Could SCOTUS Prometheus ruling be the end of human gene patents?

The Mayo Clinic and its lawyers at Mayer Brown weren't the only ones to welcome the U.S. Supreme Court's ruling Tuesday that Prometheus Laboratories cannot patent a medical test that relies on correlations between drug dosages and treatment. Lawyers at the American Civil Liberties Union see the high court's unanimous decision as a good omen for their own case challenging the patentability of human genes.

The plaintiffs in both cases have relied on the same argument: that the patents in dispute are naturally occurring phenomena that do not qualify for patent protection. The Supreme Court bought that argument wholeheartedly in Mayo's case.

"We conclude that the patent claims at issue here effectively claim the underlying laws of nature themselves. Those claims are consequently invalid," wrote Justice Stephen Breyer. Just as Einstein could not have patented E=mc2 and Newton could not have laid claim to the law of gravity, Breyer wrote, so Prometheus cannot patent a test kit that correlates a patient's blood chemistry with the best drug dosages for treatment. The decision overturned a ruling by the U.S. Court of Appeals for the Federal Circuit upholding Prometheus's patents.

"We were really pleased with the Prometheus decision," said Sandra Park, an ACLU attorney fighting on behalf of a host of researchers and breast cancer patients to invalidate Myriad Genetics' right to patent isolated breast cancer genes. "The decision bodes well for the ultimate outcome of the Myriad case," she said.

Last summer, a three-judge panel of the Federal Circuit Court of Appeals issued a fractured decision upholding Myriad's right to patent isolated human genes -- BRCA1 and BRCA2 -- that are linked to most inherited forms of breast and ovarian cancers. (All three judges wrote separate opinions; two of them backed Myriad.) The ACLU has filed a petition asking the Supreme Court to review the Federal Circuit's decision, but the court has not yet decided whether to grant cert. That decision is expected in coming weeks, Park said.

In the meantime, ACLU attorneys are examining the Prometheus decision for any clues about the high court's thinking. Park said many of the Supreme Court's points in the Prometheus decision are directly relevant to the Myriad case, in which the ACLU has argued that patents on genes prevent clinicians and researchers from improving their testing methods and conducting further research.
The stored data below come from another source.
PR #44, opened 2026-05-08
refactor(prisma,auth): rename ProfileRole USER to MEMBER, unified auth middleware with role hierarchy

### LINKED ISSUE #41: refactor(schema): replace single ProfileRole enum to support multiple roles per profile
## Problem

`Profile` currently has a single `role: ProfileRole` enum field, which means a person can only hold one role at a time. I was thinking that a leader can simultaneously be a board member (this is not possible with the current design).

## Current schema

```prisma
enum ProfileRole {
  USER
  LEADER
  BOARD_MEMBER
  ADMIN
}

model Profile {
  ...
  role ProfileRole @default(USER)
  ...
}
```

### Option A — Add combined enum value
Add `LEADER_BOARD_MEMBER` as a combined value. No migration complexity but doesn't scale if more role combinations are needed.

### Option B — Replace with join table 
Remove the single `role` field from `Profile` and introduce a `ProfileRoleAssignment` join table:

```prisma
model ProfileRoleAssignment {
  profileId String
  role      ProfileRole

  profile Profile @relation(fields: [profileId], references: [id], onDelete: Cascade)

  @@id([profileId, role])
}
```
Let me know what you guys think or how should we proceed!

gunnarwrld:
### Closes #41

Resolves the schema design discussion from issue #41. Instead of a join table, we adopt a **strict privilege hierarchy** with a single `role` field on `Profile`. Each higher role inherits all permissions of the roles below it:

---

### Usage reference

```ts
// LEADER, BOARD_MEMBER and ADMIN can all create activities
router.post('/activities', authMiddleware, restrictToMinRole('LEADER'), createActivity);

// Only ADMIN
router.delete('/users/:id', authMiddleware, restrictTo('ADMIN'), deleteUser);
```

---

### Notes for reviewers

- `req.user` intentionally only contains `{ id, role }`. If a handler needs `name` or `email`, it must query `prisma.profile.findUnique({ where: { id: req.user.id } })`.
- The old `protect` middleware is fully replaced, do not use both in the same route!!.
- The migration history reset is intentional: the old migrations were generated against a different schema state and would fail on a fresh `prisma migrate deploy`. The new baseline is safe to apply on any clean DB.


server/prisma/schema.prisma
```diff
@@ -21,7 +20,7 @@ enum ActivityStatus {
 }
 
 enum ProfileRole {
```
JuriRappold, line 22:
```suggestion
enum UserRole {
```

server/prisma/schema.prisma
JuriRappold, line 43:
```suggestion
model User {
```

JuriRappold, line 1: Change Table name `Profile` to `User`?
Is more intuitive

JuriRappold:
Noice!! Good Job!

JuriRappold (approved):

server/prisma/schema.prisma
gunnarwrld: I also thought about it, but I'd rather keep `Profile` for a few reasons:

User conflicts with Prisma internals, I think that Prisma reserves `User` as a common model name and some tooling can behave weirdly with it.

Profile is more accurate imo, a User is typically an authenticated identity, while a Profile holds data (name, role, activity history). We may want to split these in the future.

We'd also need to rename `ProfileRole` into `UserRole`, update every `prisma.profile.*` call, all `req.user` type references, and regenerate the Prisma client. 

We could keep discussing it, but I'd rather not take the rename on in this PR.

isaqelle (approved):

PR #48, opened 2026-05-10
fix(server): consolidate Prisma config and repair seed for Prisma

gunnarwrld:
## What & Why

Fixes needed to get the local database initialising cleanly after the Prisma and the `MEMBER` role rename.

---

### 1. Prisma config consolidated (`prisma.config.ts`)

**Problem:** Two config files existed (`prisma.config.ts` and `prisma.config.js`). The `.ts` file was the original Prisma-generated one and used `process.env.DATABASE_URL` directly, which Prisma 7's CLI refuses
to resolve (it requires their own `env()` helper). 

---

### 2. Past migrations removed

**Problem:** Four pre-baseline migration files still existed alongside the
`20260508000000_baseline_with_member_role` migration. On a fresh database,
`prisma migrate deploy` would attempt them first, hit missing tables/columns
from the old schema, and fail.

**Fix:** Deleted the four obsolete migrations. The baseline is the **ONLY**
migration that should ever be applied to a fresh database. Existing
environments that already have these applied are unaffected (the baseline
will simply be skipped by the migration engine).

```
deleted: 20260504181341_prisma_redo
deleted: 20260504181541_prisma_redo_new_tables
deleted: 20260505075728_added_activity_template_notes
deleted: 20260505091925_made_notes_optional
```

---

### 3. Seed fixed (`prisma/seed.ts`)

**Problem 1:** `ProfileRole.USER` was used in the seed but the enum value
was renamed to `MEMBER` in PR #44.

**Problem 2:** When an activity was assigned two time slots, both could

That point was featured front and center in the Prometheus decision on Tuesday: "The court has repeatedly emphasized ... that patent law not inhibit further discovery by improperly tying up the future use of laws of nature," Breyer wrote. The Supreme Court also rejected arguments by Prometheus' counsel at Latham & Watkins that because blood is removed from the patient and analyzed, it is transformed from a naturally-occurring phenomenon. A similar concept buttressed the Federal Circuit majority in the Myriad case, which found that when DNA is removed from a human cell, the ends of the gene are chemically changed, making it patentable. The ACLU claims that those ends are constantly being broken and reformed in the human body, and are therefore still a natural phenomenon and not patentable.

The Prometheus decision also seemed to respond directly to the Federal Circuit majority's reasoning in the Myriad case that courts cannot disrupt companies' IP rights in human genes, given the U.S. Patent and Trademark Office's longstanding policy of granting such rights. The Supreme Court in Prometheus concluded that it is not up to the court to weigh different groups' interests. Just as patent protection gives companies monetary incentives to create, invent and discover new technology, it also obstructs the flow of information that would otherwise spur innovation, the court noted.

"We need not determine here whether, from a policy perspective, increased protection for discoveries of diagnostic laws of nature is desirable," Justice Breyer wrote.

Myriad disputed the ACLU's take on the Prometheus ruling, drawing a distinction between the method claims in that case and the composition-of-matter claims in the gene patent suit. "There's no relationship from this ruling that can be applied to the Myriad case," a company spokeswoman said. A March 21 report drafted by Myriad adviser Cowen and Company, detailing a call with patent consultants, described the Prometheus ruling as "surprisingly narrow." The memo did note that the Supreme Court ruling could place isolated gene claims at increased risk, but said the justices may want to avoid the "extremely broad" implications of that finding.

Gregory Castanias and Brian Poissant of Jones Day, who represented Myriad at the Federal Circuit, did not respond to requests for comment.